Nothing but the lines below between the line holding "One note - I've" and the line holding "PR #2193, opened 2018-02-26", inclusive, should appear in the answer, each set down exactly.

___ The data ___

Issue #2111, opened 2018-01-23
Missing license file in npm release


readme42:
When installing this library via npm, the [license file](https://github.com/ng-bootstrap/ng-bootstrap/blob/master/LICENSE) is missing. This makes automated license generation complicated. Could you add the file to upcoming npm releases?

pkozlowski-opensource:
@readme42 are you saying that we should distribute `LICENSE` file as part of our npm package? If so,  #2114 should take care of this

readme42:
@pkozlowski-opensource thats exactly what i mean. Thanks a lot!

PR #2113, opened 2018-01-24
docs(LICENSE): update copyright year to 2018

bastienmoulia:
Maybe related to #2111


pkozlowski-opensource:
Merged, thnx!

pkozlowski-opensource:
@bastienmoulia my understanding is that #2111 is about sth like #2114

PR #2142, opened 2018-02-05
fix(Modal): backdrop click events

### LINKED ISSUE #1950: Modals incorrectly dismissed by mouse release
### Bug description:
When you have a modal dialog that includes text which is expected to be copied with the mouse, users (inc. me) often somewhat imprecisely select the text and end up with the mouse outside of the modal dialog. They then release the mouse button used to select the text.

With ng-bootstrap modals this results in the unexpected behaviour of the whole modal gets dismissed.

I think the ideal solution would probably be to not listen for (click) in NgbModalWindow, and instead listen for (mousedown) events.
https://github.com/ng-bootstrap/ng-bootstrap/blob/0c03671c52500f13387deeaf31f815372d364c26/src/modal/modal-window.ts#L23

As a work-around I can disable the background click detection (option 'backdrop'), but it would be nice to still support that.

You can see the issue with [modal](https://ng-bootstrap.github.io/#/components/modal/examples)

Launch the first modal, then select all of the text ('One fine body…') and end with the mouse just outside the modal before you release the mouse button.

Angular: 4.4.6

ng-bootstrap: 1.0.0-beta.5

Bootstrap: 4.0.0-beta.2

Browsers:
 Microsoft Edge 40.15063.674.0 (Win)
 Microsoft IE 11.674 (Win)
 Chrome Version 61.0.3163.100 (Win)
 Chrome  61.0.3163.100 (Mac)

 Firefox 56.0 Mac does not exhibit the problem
 Safari 11.0.1 Mac does not exhibit the problem

redshark1802:
Closes #1950

The ``click`` event was replaced with ``touchstart`` and ``mousedown``. This way the modal closes only when the backdrop was clicked directly and did not start anywhere else, as described in the bug report.

### DIFF
--- a/src/modal/modal-window.spec.ts
+++ b/src/modal/modal-window.spec.ts
@@ -107,6 +107,28 @@ describe('ngb-modal-dialog', () => {
 
       fixture.debugElement.triggerEventHandler('keyup.esc', {});
     });
+
+    it('should dismiss the modal on backdrop click on mousedown', (done) => {
+      fixture.detectChanges();
+
+      fixture.componentInstance.dismissEvent.subscribe(($event) => {
+        expect($event).toBe(ModalDismissReasons.BACKDROP_CLICK);
+        done();
+      });
+
+      fixture.nativeElement.dispatchEvent(new Event('mousedown'));
+    });
+
+    it('should dismiss the modal on backdrop click on touchstart', (done) => {
+      fixture.detectChanges();
+
+      fixture.componentInstance.dismissEvent.subscribe(($event) => {
+        expect($event).toBe(ModalDismissReasons.BACKDROP_CLICK);
+        done();
+      });
+
+      fixture.nativeElement.dispatchEvent(new Event('touchstart'));
+    });
   });
 
 });
--- a/src/modal/modal-window.ts
+++ b/src/modal/modal-window.ts
@@ -20,7 +20,8 @@ import {ModalDismissReasons} from './modal-dismiss-reasons';
     'tabindex': '-1',
     'style': 'display: block;',
     '(keyup.esc)': 'escKey($event)',
-    '(click)': 'backdropClick($event)'
+    '(mousedown)': 'backdropClick($event)',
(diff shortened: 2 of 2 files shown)


redshark1802:
I just ran ``npm test`` instead of ``gulp test`` and didn't realise that the actual tests were not executed. Working on the tests now.

The browser emits ``mousedown``, ``click`` and ``mouseup`` events on a normal click, however the tests only emit ``click`` and the modal is therefore not closed. I'm going to do some research on this.

In the meantime, do you have an idea how this problem could be solved?

pkozlowski-opensource:
@redshark1802 are you sure that this change actually fixes the issue? I'm puzzled since clicks on "outside" of modal are actually captured here: https://github.com/ng-bootstrap/ng-bootstrap/blob/63559f02c2262581b9578b5f2cbd1d18709f9712/src/modal/modal-window.ts#L25

pkozlowski-opensource:
Closing for now as I haven't heard back from @redshark1802 - happy to re-open / continue discussion when I get more info on https://github.com/ng-bootstrap/ng-bootstrap/pull/2142#issuecomment-371773517

EpaXapate:
@pkozlowski-opensource I am also experiencing this issue, would it be possible to reopen this issue and perhaps provide a fix or some feedback on it?

mklein530:
+1 Bumping this issue. A fix for this is needed for our product.

vbakavets:
+1 We also need a fix for this issue

lucasklaassen:
@EpaXapate @mklein530 @vbakavets I've posted a PR which re-opens this one. I tested this fix myself and it works great.

enemysik:
@lucasklaassen It still happends in IE and Chrome browsers. It work fine only in Mozilla. You can see it at https://stackblitz.com/edit/angular-1qrkju?file=app/modal-config.ts.

DerZyklop:
finally could update my project and i need to say this: 
this fix is awesome!! :D 
🚀 🚀 🚀

PR #2180, opened 2018-02-20
fix(modal): support server rendering with lazy loading

### LINKED ISSUE #858: Server side rendering with universal
We should explore server-side rendering options with universal. IMO we should be in a pretty good shape to support it as we are not doing anything too crazy. There is direct DOM access in few places but it shouldn't be too hard to remove it.

Anyway, after we release a version with full AoT support (already in master) we should check what it means to support universal. Probably a good starting point would be to use the https://github.com/angular/universal-starter

---

Widgets confirmed to work with Angular 6+:
- [x] Accordion
- [x] Alert
- [x] Buttons
- [x] Carousel (fix in #2494)
- [x] Collapse
- [x] Datepicker*
- [x] Dropdown
- [x] Modal*
- [x] Pagination
- [x] Popover*
- [x] Progressbar
- [x] Rating
- [x] Tabs
- [x] Timepicker
- [x] Tooltip*
- [x] Typeahead*

### LINKED ISSUE #1968: modal service breaks universal server side rendering
**Bug description:**

The modal service seems to be causing a bug that prevents server side rendering from working properly. I realize this is still a feature in development, but I wanted to make a note of it, and it didn't seem like a bug report had been posted yet.

You can use the universal-starter repo to clone a test application:

[https://github.com/angular/universal-starter](url)

Compile and run on localhost using two npm scripts:

npm run build:ssr
npm run serve:ssr

When NgbModule.forRoot() is added to the root NgModule, everything is working fine. However, when NgbModal is injected into a component, the below error message occurs after compilation and attempting to visit localhost.

**Error message:**

`
Error: No component factory found for NgbModalBackdrop. Did you add it to @NgModule.entryComponents?
    at noComponentFactoryError (C:\Users\Alec\nodeprojects\testapp\dist\server.js:4059:34)
    at CodegenComponentFactoryResolver.resolveComponentFactory (C:\Users\Alec\nodeprojects\testapp\dist\server.js:4123:19)
    at new NgbModalStack (C:\Users\Alec\nodeprojects\testapp\dist\server.js:62589:59)
    at _createClass (C:\testapp\dist\server.js:10896:20)
    at _createProviderInstance$1 (C:\Users\Alec\nodeprojects\testapp\dist\server.js:10866:26)
    at resolveNgModuleDep (C:\Users\Alec\nodeprojects\testapp\dist\server.js:10851:17)
    at _createClass (C:\Users\Alec\nodeprojects\testapp\dist\server.js:10896:107)
    at _createProviderInstance$1 (C:\Users\Alec\nodeprojects\testapp\dist\server.js:10866:26)
    at resolveNgModuleDep (C:\Users\Alec\nodeprojects\testapp\dist\server.js:10851:17)
    at NgModuleRef_.get ``(C:\Users\Alec\nodeprojects\testapp\dist\server.js:12076:16)
`

Angular: 5.0.0

ng-bootstrap: 1.0.0-beta.5

Bootstrap: 4.0.0-beta.2

Scoup:
Closes #1968
Fixes #858

This PR fix the problem ```No component factory found for NgbModalBackdrop. Did you add it to @NgModule.entryComponents? at noComponentFactoryError``` when using ng-bootstrap on server side.

We had 2 main issues:
- First, on lazy loading for some reason (I don't know how Angular Compiler really works) the service NgbModalStack is injected but the components ```NgbModalWindow``` and ```NgbModalBackdrop``` are not on the [factories list](https://github.com/angular/angular/blob/5.2.5/packages/core/src/linker/component_factory_resolver.ts#L57) yet. For that reason ```ComponentFactory<NgbModalBackdrop>``` and ```ComponentFactory<NgbModalWindow>``` will be initialized only when ```open``` is called.
- A lot of ```document``` access directly. I changed the code so we can inject the document to run on server side.

### DIFF
--- a/src/modal/modal-stack.ts
+++ b/src/modal/modal-stack.ts
@@ -1,7 +1,9 @@
+import {DOCUMENT} from '@angular/common';
 import {
   ApplicationRef,
   Injectable,
   Injector,
+  Inject,
   ReflectiveInjector,
   ComponentFactory,
   ComponentFactoryResolver,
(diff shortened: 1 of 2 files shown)


src/modal/modal.ts
```diff
@@ -51,16 +51,13 @@ export interface NgbModalOptions {
...
+  constructor(private _modalStack: NgbModalStack) {}
 
   /**
    * Opens a new modal window with the specified content and using supplied options. Content can be provided
    * as a TemplateRef or a component type. If you pass a component type as content than instances of those
    * components can be injected with an instance of the NgbActiveModal class. You can use methods on the
    * NgbActiveModal class to close / dismiss modals from "inside" of a component.
    */
-  open(content: any, options: NgbModalOptions = {}): NgbModalRef {
-    return this._modalStack.open(this._moduleCFR, this._injector, content, options);
```
pkozlowski-opensource: This is not good, as it would change `ComponentFactoryResolver` instance and break lazy-loaded modules (I could not open a component from a lazy-loaded module).

src/modal/modal-stack.ts
```diff
@@ -20,75 +22,110 @@ import {NgbActiveModal, NgbModalRef} from './modal-ref';
...
 
     this._applyWindowOptions(windowCmptRef.instance, options);
-
     return ngbModalRef;
   }
 
+  // Cant build factories on constructor when using lazy loading
+  private _buildFactories() {
+    this._buildBackdropFactory();
+    this._buildWindowFactory();
```
pkozlowski-opensource: I don't think that caching factories here, in the code, adds any performance benefits. Remove those methods and replace with a direct call to `this._componentFactoryResolver.resolveComponentFactory(NgbModalBackdrop)`

src/modal/modal-stack.ts
```diff
@@ -20,75 +22,110 @@ import {NgbActiveModal, NgbModalRef} from './modal-ref';
...
-    const containerSelector = options.container || 'body';
-    const containerEl = document.querySelector(containerSelector);
+  open(content: any, options): NgbModalRef {
+    this._buildFactories();
+    const containerEl =
+        isDefined(options.container) ? this._document.querySelector(options.container) : this._document.body;
 
     if (!containerEl) {
-      throw new Error(`The specified modal container "${containerSelector}" was not found in the DOM.`);
+      throw new Error(`The specified modal container "${options.container}" was not found in the DOM.`);
```
pkozlowski-opensource: This will have a broken error message if a user doesn't specify the `container` option

src/modal/modal-stack.ts
```diff
@@ -20,75 +22,110 @@ import {NgbActiveModal, NgbModalRef} from './modal-ref';
...
       if (isDefined(options[optionName])) {
         windowInstance[optionName] = options[optionName];
       }
     });
   }
 
-  private _getContentRef(
-      moduleCFR: ComponentFactoryResolver, contentInjector: Injector, content: any,
-      context: NgbActiveModal): ContentRef {
+  private _getContentRef(contentInjector: Injector, content: any, context: NgbActiveModal): ContentRef {
```
pkozlowski-opensource: The signature should stay as-is, we need to use a proper `ComponentFactoryResolver`

pkozlowski-opensource:
@Scoup thnx for the PR. I did the first pass on it and left the comments in the code, here is the gist:
* injecting `document` is a good change, thnx;
* we need to use proper `ComponentFactoryResolver`

Please resolve those issues and I will have another look.

src/modal/modal.ts
Scoup: Thanks for the tip!
I was looking for how ComponentFactoryResolver and now makes sense why the ComponentFactoryResolver was here!

src/modal/modal-stack.ts
Scoup: If a user doesn't specify the `container` option then will use `this._document.body` and not a query selector.
`this._document.body` will be always defined, right?

pkozlowski-opensource: > this._document.body will be always defined, right?

In theory not always, as it can potentially be `null`: https://developer.mozilla.org/en-US/docs/Web/API/Document/body

In practice it should be always defined, but it is better to be safe than sorry...

Scoup:
@pkozlowski-opensource I did the changes. Was very nice to learn how ComponentFactoryResolver works behind the scene. Thanks helping me.

pkozlowski-opensource:
Merged, thnx @Scoup 

One note - I've removed Fixes #858 from the commit as I believe that there is more work needed on other components dynamically inserting views (tooltip, popover, typeahead, datepicker) to fully support universal for all components.

PR #2193, opened 2018-02-26
chore(build): add 'rxjs' as a peer dependency

### LINKED ISSUE #2148: Rxjs is not specified as a dependency
### Bug description:

The library rxjs is used directly in the code but not specified as a dependency of any kind in package.json. 

Normally this is not an issue, as angular would not run without it anyway, but some analyzing tools (like bundle size tools) throw an error because of that. 

https://bundlephobia.com/result?p=@ng-bootstrap/ng-bootstrap

ng-bootstrap: current

maxokorokov:
Fixes #2148

### DIFF
--- a/package.json
+++ b/package.json
@@ -48,7 +48,8 @@
   "dependencies": {
     "@angular/common": "6.0.0-rc.3",
     "@angular/core": "6.0.0-rc.3",
-    "@angular/forms": "6.0.0-rc.3"
+    "@angular/forms": "6.0.0-rc.3",
+    "rxjs": "6.0.0-rc.1"
   },
   "devDependencies": {
     "@angular/compiler": "6.0.0-rc.3",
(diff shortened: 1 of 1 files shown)


maxokorokov:
@pkozlowski-opensource, just wanted to double-check. Are you sure it's a breaking change? 
Angular 5.0.2 already has a peer dependency on rxjs ^5.5.0, I wouldn't imagine it breaking anybody.

maxokorokov:
I should just probably change it to ^5.5.0 also instead of ^5.5.2 in this PR

maxokorokov:
@pkozlowski-opensourceI guess I'll rebase when it will become `6.0.0`, because current one is `6.0.0-rc.x` and we have a script that adds `^` symbols for peer dependencies I think

maxokorokov:
Changed my mind, will forget later. Please merge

___

# Solution to the problem:
One note - I've removed Fixes #858 from the commit as I believe that there is more work needed on other components dynamically inserting views (tooltip, popover, typeahead, datepicker) to fully support universal for all components.

PR #2193, opened 2018-02-26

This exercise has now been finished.